(Data records Opens)

PR #1124, opened 2021-08-20
Indent to distinguish resolved topics.

Rohitth007:
**What does this PR do?**  
This PR indents all TopicButtons to make space for the resolved
topic symbol and easily distinguish between them.

To make topic name length the same as before, the default suffix is
made from 2 spaces to 1 space and the LEFT_WIDTH is increased by 1.
This is equivalent to no difference in topic name length and 2 char
gain in stream/special narrow buttons.

**Tested?** 
- [x] Manually

**Visual changes** 
image


zulipterminal/ui_tools/buttons.py
```diff
@@ -297,11 +297,18 @@ def __init__(
             stream_name=self.stream_name,
             topic_name=self.topic_name,
         )
+
+        topic_prefix = " "
+        topic_name = self.topic_name
+        if self.topic_name.startswith(CHECK_MARK + " "):
```
neiljp, line 303: This is defined more by the API than our internal symbols, so I'd suggest we put the constant there (eg. `RESOLVED_PREFIX`)

zulipterminal/config/symbols.py
```diff
@@ -6,7 +6,7 @@
 MESSAGE_CONTENT_MARKER = "▒"  # Options are '█', '▓', '▒', '░'
 QUOTED_TEXT_MARKER = "░"
 MESSAGE_HEADER_DIVIDER = "━"
-CHECK_MARK = "✓"
+CHECK_MARK = "✔"
```
neiljp, line 9: This seems like a separate change, particularly given it's part of the API. This might simplify writing the tests, depending if we only use these constants.

zulipterminal/ui_tools/buttons.py
```diff
@@ -81,7 +81,7 @@ def update_widget(
         if count_text[1]:
             suffix = [" ", count_text, " "]
         else:
-            suffix = ["  "]
+            suffix = [" "]
```
neiljp, line 84: The combination of this and the increase of only 1 in the left panel width, means that only fully-read topics return to the original length, so I'd suggest just using 29 for the width.

The other side effect of this change, which we may have discussed in another PR is that longer topics often show an ellipsis in the digits column, which is somewhat unclear when aligned with unread counts.

zulipterminal/ui_tools/buttons.py
```diff
@@ -297,11 +297,18 @@ def __init__(
             stream_name=self.stream_name,
             topic_name=self.topic_name,
         )
+
+        topic_prefix = " "
```
neiljp, line 301: Minor: I'd consider a comment here, simply since this is one space but ends up adding two due to there now being a prefix character.

neiljp (commented):
@Rohitth007 This looks good, though it would be simpler with a separate API-specific addition for the resolved prefix.

My only other concern is that a long list of unresolved topics looks significantly indented - maybe more so with the text flowing closer to the right hand side.

zulipterminal/ui_tools/buttons.py
Rohitth007: When the count is double digit then this is going to happen anyway right? Atleast a letter doesn't come below the count digit.

tests/ui_tools/test_buttons.py
```diff
@@ -336,11 +336,11 @@ def test_keypress_emoji_button(
...
 class TestTopicButton:
     @pytest.mark.parametrize(
-        "count, stream_id, title, stream_name",
+        "count, stream_id, title, stream_name, is_resolved",
         [
-            (2, 86, "topic1", "Django"),
-            (1, 14, "topic2", "GSoC"),
-            (1000, 205, "topic3", "PTEST"),
+            (2, 86, "topic1", "Django", False),
+            (1, 14, "✔ topic2", "GSoC", True),
```
preetmishra, line 342: Since we have a constant defined for the Unicode, let's use it here as well.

(Data records Closes)

What you should do: Line by line, restate the data exactly.

Task answer:
PR #1124, opened 2021-08-20
Indent to distinguish resolved topics.

Rohitth007:
**What does this PR do?**  
This PR indents all TopicButtons to make space for the resolved
topic symbol and easily distinguish between them.

To make topic name length the same as before, the default suffix is
made from 2 spaces to 1 space and the LEFT_WIDTH is increased by 1.
This is equivalent to no difference in topic name length and 2 char
gain in stream/special narrow buttons.

**Tested?** 
- [x] Manually

**Visual changes** 
image


zulipterminal/ui_tools/buttons.py
```diff
@@ -297,11 +297,18 @@ def __init__(
             stream_name=self.stream_name,
             topic_name=self.topic_name,
         )
+
+        topic_prefix = " "
+        topic_name = self.topic_name
+        if self.topic_name.startswith(CHECK_MARK + " "):
```
neiljp, line 303: This is defined more by the API than our internal symbols, so I'd suggest we put the constant there (eg. `RESOLVED_PREFIX`)

zulipterminal/config/symbols.py
```diff
@@ -6,7 +6,7 @@
 MESSAGE_CONTENT_MARKER = "▒"  # Options are '█', '▓', '▒', '░'
 QUOTED_TEXT_MARKER = "░"
 MESSAGE_HEADER_DIVIDER = "━"
-CHECK_MARK = "✓"
+CHECK_MARK = "✔"
```
neiljp, line 9: This seems like a separate change, particularly given it's part of the API. This might simplify writing the tests, depending if we only use these constants.

zulipterminal/ui_tools/buttons.py
```diff
@@ -81,7 +81,7 @@ def update_widget(
         if count_text[1]:
             suffix = [" ", count_text, " "]
         else:
-            suffix = ["  "]
+            suffix = [" "]
```
neiljp, line 84: The combination of this and the increase of only 1 in the left panel width, means that only fully-read topics return to the original length, so I'd suggest just using 29 for the width.

The other side effect of this change, which we may have discussed in another PR is that longer topics often show an ellipsis in the digits column, which is somewhat unclear when aligned with unread counts.

zulipterminal/ui_tools/buttons.py
```diff
@@ -297,11 +297,18 @@ def __init__(
             stream_name=self.stream_name,
             topic_name=self.topic_name,
         )
+
+        topic_prefix = " "
```
neiljp, line 301: Minor: I'd consider a comment here, simply since this is one space but ends up adding two due to there now being a prefix character.

neiljp (commented):
@Rohitth007 This looks good, though it would be simpler with a separate API-specific addition for the resolved prefix.

My only other concern is that a long list of unresolved topics looks significantly indented - maybe more so with the text flowing closer to the right hand side.

zulipterminal/ui_tools/buttons.py
Rohitth007: When the count is double digit then this is going to happen anyway right? Atleast a letter doesn't come below the count digit.

tests/ui_tools/test_buttons.py
```diff
@@ -336,11 +336,11 @@ def test_keypress_emoji_button(
...
 class TestTopicButton:
     @pytest.mark.parametrize(
-        "count, stream_id, title, stream_name",
+        "count, stream_id, title, stream_name, is_resolved",
         [
-            (2, 86, "topic1", "Django"),
-            (1, 14, "topic2", "GSoC"),
-            (1000, 205, "topic3", "PTEST"),
+            (2, 86, "topic1", "Django", False),
+            (1, 14, "✔ topic2", "GSoC", True),
```
preetmishra, line 342: Since we have a constant defined for the Unicode, let's use it here as well.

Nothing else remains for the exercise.